# Need a good memo method



## Imran Rahman (Aug 26, 2016)

Hey guys! I am new at bld. Problem is , I just can't find an efficient, good memorizing method for 3bld. Can any one help me plss....


----------



## wir3sandfir3s (Aug 26, 2016)

Letter pairs, and if you don't have a letter scheme already, get one. Letter pairs are just the letters of the stickers in pairs, with each letter meaning something significant in a phrase, name, word etc. Whenever I suggest something about bld here I always say to go check out Noah's tutorials on YouTube because they are really good, so do it!


----------



## gateway cuber (Aug 26, 2016)

Imran Rahman said:


> Hey guys! I am new at bld. Problem is , I just can't find an efficient, good memorizing method for 3bld. Can any one help me plss....

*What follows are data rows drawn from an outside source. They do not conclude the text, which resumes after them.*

PR #1224, opened 2022-05-09
Blacklight 7.25 compatible filter changes

barmintor:
add Blacklight 7.25+ compatible changes to `Geoblacklight::BboxFilterField`
avoid deprecated behaviors

### DIFF
--- a/app/models/concerns/geoblacklight/bbox_filter_field.rb
+++ b/app/models/concerns/geoblacklight/bbox_filter_field.rb
@@ -2,6 +2,14 @@
 
 module Geoblacklight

I just use visual memory for 3BLD, which means you just touch every piece as you memorize it and at the end of memo feel through the entire solve to make sure I have it then I solve. You could do roman rooms or something like that but it's sophisticated and takes longer.


----------



## gateway cuber (Aug 26, 2016)

wir3sandfir3s said:


> Letter pairs, and if you don't have a letter scheme already, get one. Letter pairs are just the letters of the stickers in pairs, with each letter meaning something significant in a phrase, name, word etc. Whenever I suggest something about bld here I always say to go check out Noah's tutorials on YouTube because they are really good, so do it!

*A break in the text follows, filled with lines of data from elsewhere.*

Issue #1239, opened 2022-07-13
Consider replacing Rubocop with Standard


eliotjordan:
Could help to keep Rubocop update churn to a minimum.
Tag line: “No decisions to make. It just works.”

https://github.com/testdouble/standard

ewlarson:
Placing "On Hold" for future discussion.

dmolesUC:
On the current head (5b433bc), `standardrb` reports 2978 warnings on 39 separate cops, so unless you really, really like their opinionated style, I'm not sure this is such a good idea.

If RuboCop churn is the problem, that can be solved by setting `NewCops: disable` (currently `enable`) in `.rubocop.yml`.

eliotjordan:
I do like the opinionated style. 🤷‍♂️  Our rubocop config and rubocop-todo is bonkers.

eliotjordan:
Ran standardrb --fix. Not too bad really. I like it. https://github.com/geoblacklight/geoblacklight/pull/1244

karenmajewicz:
we will try this out after version 4 comes out

dmolesUC:
I'll be sad to see the single-quoted string literals go, but 🤷

eliotjordan:
@dmolesUC It is possible to set exceptions, but not having to worry about customizing the linter is compelling. If single-quoted strings are a community preference, we should talk about it. People have passionate opinions about this topic. 😄

ewlarson:
This change has been made. Using Standard now

PR #1244, opened 2022-08-17
Replace rubocop with standardrb

eliotjordan:
Example of switching to standardrb and running `--fix`. The handful of violations that weren't auto-fixed could be easily addressed. 

Refs #1239 

Personally, I think this is great. I like the highly opinionated defaults. Keeps us from making exception after exception as our rubocop config file grows.


ewlarson (approved):
This looks good. I've added a .standard.yml file here, with the format progress option so we can see the linter's output in our CI runs. Also, I tested that CI does indeed fail if you break a cop. This is ready to 🚢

Letter pairs are great to, if you get good at them they're even better than visual. but they just weren't my thing.


----------



## wir3sandfir3s (Aug 26, 2016)

Um don't use visual if you are new. Stick with letter pairs, you don't need to get good at the, really as they are easy to learn and use early on and your skill with them develops naturally. If you want to get good at them a bit faster, you can do a few sited solved but do memo.


----------



## biscuit (Aug 26, 2016)

gateway cuber said:


> I just use visual memory for 3BLD, which means you just touch every piece as you memorize it and at the end of memo feel through the entire solve to make sure I have it then I solve. You could do roman rooms or something like that but it's sophisticated and takes longer.



Visual memo is kinda really bad. Letter pairs are by far the best.


----------



## gateway cuber (Aug 26, 2016)

biscuit said:


> Visual memo is kinda really bad. Letter pairs are by far the best.

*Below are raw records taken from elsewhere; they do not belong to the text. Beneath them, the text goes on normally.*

PR #1250, opened 2022-09-14
GitHub Actions: Bump Ruby to 2.7

ewlarson:
Latest capybara release requires Ruby 2.7 minimum. Bumping our matrix requirement to match.

### DIFF
--- a/.github/workflows/ruby.yml
+++ b/.github/workflows/ruby.yml
@@ -25,18 +25,9 @@ jobs:
     strategy:
       matrix:
         ruby_version: ['3.0', 2.7]
-        rails_version: [6.1]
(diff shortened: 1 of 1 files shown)


thatbudakguy:
closes #1251

thatbudakguy:
i think we can actually just delete both of those special-case stanzas from the build, no? rails 7 supports ruby 2.7, so as long as we end up with:
```yaml
      matrix:
        ruby_version: ['3.0', 2.7]
        rails_version: [7.0.2.2, 6.1]
        bundler_version: [2.1.1]
        faraday_version: ['>= 2', '~> 1.0']
```
our bases are covered.

thatbudakguy (approved):

Issue #1274, opened 2023-03-01
Add support for a new 'display note' metadata field


rmseifried:
### Descriptive summary

The metadata group would like to add a new field `gbl_displayNote_sm` to the Aardvark metadata schema (for more discussion, see [OGM issue #16](https://github.com/OpenGeoMetadata/metadata-issues/issues/16)). Several institutions have been using custom fields for relevant information about access methods, data quality concerns, etc., and we would like to create a standardized field to contain this information. 

Decisions made:
- Property name: `gbl_displayNote_sm`
- Multivalued: yes
- Indexed: no
- Versioning: will be added to to the existing [Aardvark metadata schema](https://opengeometadata.org/docs/ogm-aardvark) (i.e. a new version will not be issued)

### Desired behavior

Eventually we would like the default application to display this text as a callout/admonition below the title, as in [this example from NYU](https://geo.nyu.edu/catalog/nyu-2451-38625). Ideally, there would be several options for how to style the callout, based on tags in the metadata. The tags we want currently:
- Warning
- Info
- Tip
- Note (default)

Example from [Docusaurus](https://docusaurus.io/docs/markdown-features/admonitions):
![Screenshot 2023-03-01 at 4 58 56 PM](https://user-images.githubusercontent.com/36506059/222274483-2445d336-6965-4c39-83e7-0efb7c6a342b.png)

### Feedback wanted: how to structure the field?

If the field were structured as below, would it be possible to code GBL so that it automatically detects the callout tag and chooses the applicable styling? In this example, there would be four separate callouts.

```
  "gbl_displayNote_sm": [
    "Warning: This text (starting with 'This text') will be displayed in a red box",
    "Info: This text (starting with 'This text') will be displayed in a blue box",
    "Tip: This text (starting with 'This text') will be displayed in a green box",
    "This is text without a tag and it will be assigned the default 'note' style"
  ]
```

Or is there a better/easier way to structure the field to achieve the same result?

ewlarson:
I can definitely see the value of this proposed new element. As it is currently imagined, it does create a bit of a technical challenge, albeit one we've dealt with in the past...

Our data store, Apache Solr, works best when a metadata field has one or more values (flat data):

```json
{ "dct_title_s": "Once upon a time." }
```

```json
{ 
    "dct_alternative_sm": [
        "Once upon a time." ,
        "Twice upon a time."
    ]
}
```

[...]

PR #1278, opened 2023-03-03
add displayNote test record

kgjenkins:
This adds a test record for the new Display Note field as described in #1274


ewlarson (approved):
👍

It works for me... but then again my PB is like 4mins and something...


----------



## shadowslice e (Aug 27, 2016)

You could try pairs for edges and audio for corners and go edges, corners, corners, edges.
Wouldn't recommend for multi though.


----------



## oneshot (Sep 1, 2016)

There's this stickied thread: https://www.speedsolving.com/forum/threads/summary-and-explanation-of-memory-methods.27127/


----------



## leeo (Sep 24, 2016)

Assuming you have a letter system, the best place to start I find is this video from LongBeachCityCollege study seminar:
www.youtube.com/watch?v=Ulk9BCRA83Y
at 22:39 the presenter introduces acrostics, which are sentences where the first letter or prominent sound of each word gives the letter pattern to recall. Common example is the lines on the staff of the treble clef in music: EGBDF "Every Good Boy Deserves Fudge" -- or the more modern "Empty Garbage Before Dad Flips"; or the natural notes of the strings on an acoustic guitar: EADGBE "Elephants And Donkeys Grow Big Ears" -- or for an old hippie "Every Acid Dealer Gets Busted Eventually". at 27:44 the presenter continues to mental pictures and the desired qualities for the best mental pictures -- He presents "SPACE", where S refers to Stupid or Silly, P refers to a play on words where a rhyme or sound-alike can give an easier to remember picture, A refers to Active where a motion or effect is attached to the image, C refers to clear in that the mental picture is vivid and not confusing, and E refers to Easy to see, where the picture is not too crowded with nonessential detali.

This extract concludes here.